# The Columbia River Gorge



## Shrimpbox (Sep 27, 2016)

well my one hour blog on the Columbia River gorge just disappeared. It's beautiful awesome place. We stay d at hood River. Put it on your bucket list. Questions are welcome, just ain't gonna rewrite another novel.


----------



## Hossfly (Sep 27, 2016)

Shrimpbox said:


> well my one hour blog on the Columbia River gorge just disappeared. It's beautiful awesome place. We stay d at hood River. Put it on your bucket list. Questions are welcome, just ain't gonna rewrite another novel.

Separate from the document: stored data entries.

Issue #93, opened 2023-03-01
Regression - VirSorter prophage report at the end of the contigs


mberacochea:
By updating the virsorter container to the one hosted in biocontainers we introduced a regression: https://github.com/simroux/VirSorter/issues/68.
VirSorter extends the prophage sequence by 50 nucleotide beyond the last gene in 5' and 3' (to include potential att sites and not end a contig right on a start / stop codon). I just forgot to include a check to make sure we don't extend past the contig, i.e. if the last gene of the prophage is at the end of the contig, the coordinate from VirSorter will be 50 nucleotides beyond the contig (hence 63493 vs 63443).

mberacochea:
Fixed by https://github.com/EBI-Metagenomics/emg-viral-pipeline/pull/94

PR #94, opened 2023-03-01
Re-build the virsorter container, using one hosted in quay by our team.

mberacochea:
Added 2 more cwl test for virsorter to cover this case and to avoid regressions in the future.

We need to port the tests to nextflow.. not sure how yet.

This PR will fix https://github.com/EBI-Metagenomics/emg-viral-pipeline/issues/93


mberacochea:
> Very cool! It looks like no test for nextflow, but cwl probably enough :)

Yes, we don't have unit tests for the nextflow code (_yet_). It was easier to improve the cwl tests for that tool

mberacochea:
@hoelzer I'm merging this one as we need. I'll tag you in the dev -> master PR, we will add other bits to that one.

Issue #92, opened 2023-02-21
Missing CheckV output when there are multiple prophages in contig


Ales-ibt:
Hello there!

I'm running Virify through Nextflow and realized the CheckV directory is missing when more than one prophage is predicted in the same contig. Tracing back the log files, I found the error:

`Please remove duplicated sequence IDs from the input FASTA file: XXX: cannot stat 'prophages/quality_summary.tsv': No such file or directory
`

Adding the coordinates to the sequence IDs in the provirus fasta file would solve the problem.

Bests!

mberacochea:
Perfect, thank you Ale. I'll take a look

Ales-ibt:
Me again...

After taking a look at the output files and tracing back the checkV results, I have the following summary of problems associated with the integration of the outputs:

**Problems related to the integration of predicted phages and quality:**
1. CheckV is running on the full contig for prophages 
2. Multiple phages occurring in the same contig are missing
3. Prophages coordinates in the gff don't correspond to coordinates prediction
4. Prophages with no CDS matching ViPhOG are excluded in the gff (is this for quality control?)
5. Viral genomes in full contigs are missing in the gff output

**Problems related to the GFF file format (which is not validated):**
1. Protein IDs in gff file are missing
2. Add the mobile_genetic_element feature and the corresponding coordinates. Then link the corresponding CDS using the 'Parent' key in the attributes field
3. Fix the CDS coordinates in the context of the full contig instead of the subsequence

Find attached some figures I prepared for this report.

Bests,


Alejandra.
[virify_bug_Feb2023.pdf](https://github.com/EBI-Metagenomics/emg-viral-pipeline/files/10804601/virify_bug_Feb2023.pdf)

hoelzer:
Hey @Ales-ibt  - wow, thanks for the detailed report and visuals!

mberacochea:
Fixed by https://github.com/EBI-Metagenomics/emg-viral-pipeline/pull/95 and https://github.com/EBI-Metagenomics/emg-viral-pipeline/pull/94

PR #95, opened 2023-03-09
Bugfix/issue 92 prophages and gff generation

Ales-ibt:
Hello!

Please review and merge to dev. 

Changes in this branch fix issue [#92](https://github.com/EBI-Metagenomics/emg-viral-pipeline/issues/92)

Bests.

### DIFF
--- a/bin/write_viral_gff.py
+++ b/bin/write_viral_gff.py
@@ -67,7 +67,7 @@ def collect_annot(virify_files, sample_prefix, ena_mapping=None):
                 if not Best_hit == 'No hit':
                     Best_hit=Best_hit.replace('.faa','')
                     Label=line_l[7]
-                    annotation='viphog='+Best_hit+';'+'viphog_taxonomy=\''+Label+'\''
+                    annotation='viphog='+Best_hit+';'+'viphog_taxonomy='+Label
                 #else:
                 #    annotation='product=hypothetical_protein'
 
@@ -125,7 +125,7 @@ def write_gff(
                         except:
                             lineage.append(element)
                 if len(lineage)>0:
-                    taxo_string=';'.join(lineage)
+                    taxo_string='%3B'.join(lineage)
                 else:
                     taxo_string='unclassified'
 
@@ -183,7 +183,7 @@ def write_gff(
                 region_end=contigs_len_dict[element]
             
             if element in taxonomy_dict.keys():
-                attributes='ID='+element_id+';gbkey=mobile_element;mobile_element_type='+contig_data[element]+';'+checkv_dict[element]+';taxonomy=\''+taxonomy_dict[element]+'\''
+                attributes='ID='+element_id+';gbkey=mobile_element;mobile_element_type='+contig_data[element]+';'+checkv_dict[element]+';taxonomy='+taxonomy_dict[element]
             else:
                 attributes='ID='+element_id+';gbkey=mobile_element;mobile_element_type='+contig_data[element]+';'+checkv_dict[element]
 
--- a/bin/write_viral_gff.py
+++ b/bin/write_viral_gff.py
@@ -21,136 +21,213 @@ def get_ena_contig_mapping(ena_contig_file):
     return ena_mapping
 
 
-def write_gff(virify_files, sample_prefix, ena_mapping=None):
-    contigs = {}
+def collect_annot(virify_files, sample_prefix, ena_mapping=None):
+    ## Parsing the annotation files
+    contig_protID={}
+    prot_data={}
+    contig_data={}
+    for vfile in virify_files:
+        with open(vfile,'r') as input_table:
+            next(input_table)
+            for line in input_table:
+                line_l=line.rstrip().split('\t')
+                Contig=line_l[0]
+                CDS_ID=line_l[1]
+                Start=line_l[2]
+                if Start == '0':
+                    Start=1
+                End=line_l[3]
+                Direction=line_l[4]
+                Best_hit=line_l[5]
+
+                if '|phage-circular' in Contig:
+                    Contig=Contig.replace('|phage-circular','')
+                    CDS_ID=CDS_ID.replace('|phage-circular','')
+                    desc='phage_circular'
+
+                elif '|prophage-' in Contig:
+                    desc='prophage'
+                    # Fixing CDS coordinates to the context of the whole contig
+                    prophage_start=int(Contig.split('|')[1].split('-')[1].split(':')[0])
+                    Start=int(Start)+prophage_start
+                    End=int(End)+prophage_start
+
+                else:
+                    Contig=Contig.replace('|','')
+                    CDS_ID=CDS_ID.replace('|','')
+                    desc='phage_linear'
+
+                if Contig not in contig_protID.keys():
+                    contig_protID[Contig]=[CDS_ID]
+                    contig_data[Contig]=desc
+                else:
+                    contig_protID[Contig].append(CDS_ID)
+
+                Direction=Direction.replace('-1','-').replace('1','+')
+
+                if not Best_hit == 'No hit':
+                    Best_hit=Best_hit.replace('.faa','')
+                    Label=line_l[7]
+                    annotation='viphog='+Best_hit+';'+'viphog_taxonomy=\''+Label+'\''
+                #else:
+                #    annotation='product=hypothetical_protein'
+
+                    values=(str(Start),str(End),Direction,annotation)
+                    prot_data[CDS_ID]=values
+
+    #return dictionaries
+    return contig_protID, prot_data, contig_data
+
+
+def write_gff(
+    checkv_files, taxonomy_files, sample_prefix, assembly_file, annot_dicts, ena_mapping=None
+):
+
     if ena_mapping:
         ena_assembly_accession = list(ena_mapping.values())[0].split(".")[0]
         output_filename = f"{ena_assembly_accession}_virify.gff"
     else:
         output_filename = f"{sample_prefix}_virify.gff"
-    with open(output_filename, "w") as gff:
-        gff.write(f"##gff-version 3\n")
-        #   annotation type specify this is virify confidence level
-        for vfile in virify_files:
-            virify_df = pd.read_csv(vfile, sep="\t")
-            filtered_df = virify_df[virify_df["Best_hit"] != "No hit"]
-            #   set lowest possible start and highest possible end
-            for index, row in filtered_df.iterrows():
-                if not row["Contig"] in contigs:
-                    contigs[row["Contig"]] = {"start": row["Start"], "end": row["End"]}
-                else:
-                    if contigs[row["Contig"]]["start"] > row["Start"]:
-                        contigs[row["Contig"]]["start"] = row["Start"]
-                    if contigs[row["Contig"]]["end"] < row["End"]:
-                        contigs[row["Contig"]]["end"] = row["End"]
 
-                #   remove '.faa' trailing viphog ID
-                viphog = row["Best_hit"].strip(".faa")
-                direction = "-" if row["Direction"] == "-1" else "+"
-
-                #   change contig name if ena mapping required
-                if ena_mapping:
-                    contig_name = f'{ena_mapping[row["Contig"]]}-{row["Contig"]}'
-                else:
-                    contig_name = row["Contig"]
-
-                #   ID=ERZ2271866.1-NODE-1-length-21396-cov-5.122534;viphog=ViPhOG1;viphog_taxonomy=Phaeovirus
-                annotation = (
-                    f'ID={contig_name};viphog={viphog};viphog_taxonomy={row["Label"]}'
-                )
-                #   start with: ERZ2271866.1-NODE-1-length-21396-cov-5.122534	ViPhOG	proviral_region	1020	2050	.	-	.
-                gff.write(
-                    f'{contig_name}\t{viphog}\tviral_sequence\t{row["Start"]}\t{row["End"]}\t.\t{direction}'
-                    f"\t.\t{annotation}\n"
-                )
-    return contigs
-
-
-def write_metadata(
-    checkv_files, taxonomy_files, sample_prefix, virify_contigs, ena_mapping=None
-):
-    if ena_mapping:
-        ena_assembly_accession = list(ena_mapping.values())[0].split(".")[0]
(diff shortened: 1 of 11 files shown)


hoelzer:
I am running some large-scale tests now on a HPC w/ SLURM

bin/write_viral_gff.py
```diff
@@ -21,136 +20,213 @@ def get_ena_contig_mapping(ena_contig_file):
...
-            #   set lowest possible start and highest possible end
-            for index, row in filtered_df.iterrows():
-                if not row["Contig"] in contigs:
-                    contigs[row["Contig"]] = {"start": row["Start"], "end": row["End"]}
+def collect_annot(virify_files, sample_prefix, ena_mapping=None):
+    ## Parsing the annotation files
+    contig_protID={}
+    prot_data={}
+    contig_data={}
+    for vfile in virify_files:
```
mberacochea, line 28: Can you please run `black` to format the file?

bin/write_viral_gff.py
```diff
@@ -21,136 +20,213 @@ def get_ena_contig_mapping(ena_contig_file):
...
-                    f"\t.\t{annotation}\n"
-                )
-    return contigs
-
-
-def write_metadata(
-    checkv_files, taxonomy_files, sample_prefix, virify_contigs, ena_mapping=None
+                    contig_protID[Contig].append(CDS_ID)
+
+                Direction=Direction.replace('-1','-').replace('1','+')
```
mberacochea, line 65: We use `snake_case` as the naming convention. Variables should not be un uppercase, `Direction` should be `direction`

bin/write_viral_gff.py
```diff
@@ -21,136 +20,213 @@ def get_ena_contig_mapping(ena_contig_file):
...
+
+                if not Best_hit == 'No hit':
+                    Best_hit=Best_hit.replace('.faa','')
+                    Label=line_l[7]
+                    annotation='viphog='+Best_hit+';'+'viphog_taxonomy='+Label
+                #else:
```
mberacochea, line 71: Please remove remove the commented code

bin/write_viral_gff.py
```diff
@@ -21,136 +20,213 @@ def get_ena_contig_mapping(ena_contig_file):
...
-        output_filename = f"{ena_assembly_accession}_virify_contig_viewer_metadata.tsv"
+        output_filename = f"{ena_assembly_accession}_virify.gff"
     else:
-        output_filename = f"{sample_prefix}_virify_contig_viewer_metadata.tsv"
-    headers = (
-        "sequence_id\tcontig\tvirify_taxonomy\tstart_of_first_viphog\tend_of_last_viphog\tcheckv_provirus\t"
-        "checkv_quality\tmiuvig_quality\n"
-    )
-    checkv_dict, taxonomy_dict = {}, {}
+        output_filename = f"{sample_prefix}_virify.gff"
```
mberacochea, line 89: Don't we need the `.tsv`? Sorry, I'm confused

bin/write_viral_gff.py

Did you go to the fish hatchery where the Fish & Game Commission are underground in the river looking through windows and counting fish going upstream? We spent a whole day there last summer. Very impressive and majestic. Next day we went to the Evergreen Air Museum. That's the best air museum outside of the Smithsonian. They keep Howard Hughes Spruce Goose there.


----------



## Weatherman2020 (Sep 27, 2016)

A little history.

Columbia Gorge Ice Age Floods Bonneville Flood Multnomah Falls Crown Point Stev Ominski Bjornstad


----------



## Papageorgio (Sep 27, 2016)

The falls, the apple trees, the windsurfing, the Vista House at Crown Point, the views, Rooster Rock, hiking Beacon Rock, Rowena Crest Viewpoint, the Bridge of the Gods, lots to see and do.


----------



## Weatherman2020 (Sep 27, 2016)

My funnest trip up the gorge.


----------



## Papageorgio (Sep 27, 2016)




----------



## Shrimpbox (Sep 27, 2016)

Thanks guys, you are covering some of the ground I wrote about. White water rafting on the white salmon river whose damn has been removed. Did the falls. Did the dam and the fish window is as awesome as the generator turbine outside. Did mt. Hood, did mt. Adam. Did the orchards. Did,the pot shop.( for research purposes only of course). Oh god, did,the fresh salmon right off the Indian boat. Wow! Did the hikes. Stayed in the griffin house overlooking the gorge. Indescribable! Watched those dedicated crazies wind and kite surfing and listened for the never ending train traffic, 100 cars at a time. The area is a religious experience akin to the redwoods. What a blessing to b able to go there.


----------



## Shrimpbox (Sep 27, 2016)

These two factoids stayed with me. When the ice dams broke and loosed all that water, they claim it was ten times all the water of all the rivers in the world. The second was that the Columbia through dams and locks is navigable for 465 miles from the ocean all the way into Idaho. The Columbia really is THE history of the northwest.


----------



## Weatherman2020 (Sep 27, 2016)

Shrimpbox said:


> These two factoids stayed with me. When the ice dams broke and loosed all that water, they claim it was ten times all the water of all the rivers in the world. The second was that the Columbia through dams and locks is navigable for 465 miles from the ocean all the way into Idaho. The Columbia really is THE history of the northwest.


3 weeks ago I was at all the sights shown for Missoula Lake on that website.  Signs of the flood all over.


----------